Are you folks the Bluebird or Thomas school bus folks?

First; the access roads have to be
plowed back, and salt laid down 
if needed after plowing

Second; the parking lots and office
parking must be plowed and or salted

snow removed and disposed of if needed.

Third; warehouse recieving and shipping 
docks must be cleared.

snow removed and disposed of if needed

Fourth; the acccess roads and spaces for 
trailers must be opened for trailer shuffling 
and dancing with the yard tractor polka to 
move out loaded trailers and move in the right 
trailers to be loaded.

a. access spaces opened for inventory transfer 
from lots to plant.

Road snow shoulders should be removed to
avoid build up if excess winds are a problem.

a. after hours removal with a double auger 
snow blower blowing it into the tree line
if possible.

======================================================================

With your physical plant layout it may be be better to
examine leasing a small snow melter for a season 
and decide if it is big enough to handle your needs.

As long as you have access to a storm drain its manna from 
heaven and you only use the melter when you want to remove 
a lot of snow.

Using Hokkaido. Japan as an example they have very heavy snows 
and no place to put it. they have ice melting stations where the municipal 
trucks back into the dump bay and in it goes into a huge water pool of 
heated water which melts the snow being dumped into it.

I am unsure if they are using the natural steam springs in the area or electricity 
from nuclear power and resistance heaters but the melt water is hot.

A small snow melter will use less fuel per hour but will cost less to operate 
per hour for fuel, you can always buy diesel to fire it when you need it and 
not have a tank to deal with and if you have multiple storm drains you can 
move it from place to place with the trailer hitch.

The snow could be piled and then later in the season melted and its gone.

If you have a drainage ditch and do not use salt It will work too. if you can add hose 
to the drain lines if so equiped.

More to think about candidly, but a snow melter would be of benefit with 
the plants layout the way it is.

What you want to accomplish is eliminating rehandling and stacking so a 
melter would do that but fuel cost is the issue per hour and leasing a snow
melter from september to may each year would be cost effective.

Not to name drop but Pronovost has a small herd of agricultrual trailers that are end or side dump trailers and could be used to transport snow when with lined slick liner nmaterial.
The trailer sides are low and have high flotatation tires alowing the use of an ag tractor and loader to fill it or filling it with a tractor mounted snow blower if it is towed with a second tractor.

You can add wooden sides to add capacity if desired.

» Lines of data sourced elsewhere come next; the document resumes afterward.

PR #92, opened 2020-11-19
Fix/91 title callback parameters

ekes:
@finnlewis To check that this works when installed with easybreadcrumb that was triggering the error when getting the title.
@andybroomfield To sanity check it.

### DIFF
--- a/src/AlertBannerEntityHtmlRouteProvider.php
+++ b/src/AlertBannerEntityHtmlRouteProvider.php
@@ -47,7 +47,7 @@ class AlertBannerEntityHtmlRouteProvider extends AdminHtmlRouteProvider {
     }
 
     if ($settings_form_route = $this->getSettingsFormRoute($entity_type)) {
-      $collection->add("$entity_type_id.settings", $settings_form_route);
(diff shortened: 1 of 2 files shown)


tanc:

All it takes is patience and driving slowly in reverse with the snow blower to fill them

This would allow you to shove and dump and melt, shove and dump and melt, 
and have cetain areas where you can plan on melting when required when 
you have heavy fresh snow or when you have times when the snow 
accumulation is not an issue and you have piles to melt.

As long as the piled snow does not block the drains you will have natural 
melting with sunlight too.

Using a neighboring example:

The City of Oswego, New York has a snow dump to beat all snow dumps-
(except in Northern Japans case of course where they have snow mountains 
in places to get rid of snows)

The folks in Oswego, New York have so much snow some years they have
to measure thesnow depth at the snow dump EVERY day after snow 
season to determine if they need to bring out the snow caster to throw
the snow piles further back in anticipation of the next years snow load-
some years by june or july or later the snow is gone but the mass is so 
large that it is its own freezer and the ground is still frozen as well..


----------



## newhere

wow this is crazy, you guys must have money to burn. Snow melters, blowers, road graders geez

how about 2 1960-1970 cat 966's one with a box one with a blade 

and a one ton dump with a v blade and a tailgate salter.

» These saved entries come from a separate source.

Issue #89, opened 2020-10-15
Decide what to do with release tag mix up.


andybroomfield:
Sort most recent release is currently v1.0.1-alpha1. But the Drupal pattern should be v.1.0.0-alpha2.
We can't release v.1.0.0-alpha2 as that will not upgrade those with 1.0.1.
If we delete this release, others who have updgraded will need to reinstall the package.
This might be ok as not many installs now, but we are also close to a v1.0 release anyway we could get this through beta and to v1.0.1 quickly for it not to matter?

Thoughts.

finnlewis:
@ekes and I were discussing this today, we think it will be fine.

We've removed the 1.0.1-alpha1 tag from Packagist and Github, which should result in no changes as it was the same as 1.0.0-alpha1.

So now we should be good to continue the increments

1.0.0-alpha1
1.0.0-alpha2
1.0.0-alpha3

up to (if needed)

1.0.0-beta1
1.0.0-beta2
...

Then 

1.0.0

andybroomfield:
@finnlewis @ekes Thanks, if your happy with that then please go ahead.

PR #94, opened 2020-11-20
Merge to release branch and create new release tag for 1.0.0-alpha3

finnlewis:
This is a pull request to review recent commits before tagging 1.0.0-alpha3

Each commit will already have been reviewed in a pull request, so this should be just a sanity check.

Comments welcome, or just a "looks good to me"!

### DIFF
--- a/config/install/field.storage.localgov_alert_banner.type_of_alert.yml
+++ b/config/install/field.storage.localgov_alert_banner.type_of_alert.yml
@@ -14,7 +14,7 @@ settings:
   allowed_values:
     -
       value: 00--announcement
-      label: Annoucement
+      label: Announcement
     -
       value: 20--minor
       label: 'Minor alert'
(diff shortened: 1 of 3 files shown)


Adnan-cds (approved):
looks good to me"! :D

andybroomfield:
Did we resolve #89?

finnlewis:
Just cross posting with #89 

@ekes and I were discussing this today, we think it will be fine.

We've removed the 1.0.1-alpha1 tag from Packagist and Github, which should result in no changes as it was the same as 1.0.0-alpha1.

So now we should be good to continue the increments

1.0.0-alpha1
1.0.0-alpha2
1.0.0-alpha3

up to (if needed)

1.0.0-beta1
1.0.0-beta2
...

Then 

1.0.0

ekes:
There is already an 1.0.0-alpha2 but it was not getting pulled as 1.0.1-alpha1 was higher. 
Deleting 1.0.1-alpha1 at packagist (manually) has made 1.0.0-alpha2 the current version.

andybroomfield (approved):
Happy for this release to go ahead with new tags.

All for under 40 grand easy and it will handle that site no problem.


----------



## leon

*snow*

No, its not crazy, the term is Logistics and is simply planning and more planning to overcome the exisiting natural orman made obstacle course that this facility is in total, and as every inch is used for transit or storage of finished goods inventory with limited narrow access lanes in the entire plant site, as well as limited egress for snow removal and disposal. as the containers are not stacked and as a result land area is wasted due to the containers left occupying the space and limiting the stockpiling of raw materials in a smaller area and cosuming more square feet of surface area in the property in question.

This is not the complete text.